EXERCISE PROMPT
Gather each line of the entries below that includes "REVIEW".

STORED DATA
PR #1000, opened 2025-07-08
Update utils.ts

UrsaPolarisRecords:
REVIEW REQUIRED. 
Removed hard-coded Token API networks, added what is hopefully an automatic fetch for Token API networks.

PLEASE REVIEW THIS PR. It was implemented with advice from Claude. Not sure where these parameters are used, so I am unable to check if it works. Happy to let docs team make this update instead, but on the off chance this is correct feel free to merge.

### DIFF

TASK OUTPUT
REVIEW REQUIRED. 
PLEASE REVIEW THIS PR. It was implemented with advice from Claude. Not sure where these parameters are used, so I am unable to check if it works. Happy to let docs team make this update instead, but on the off chance this is correct feel free to merge.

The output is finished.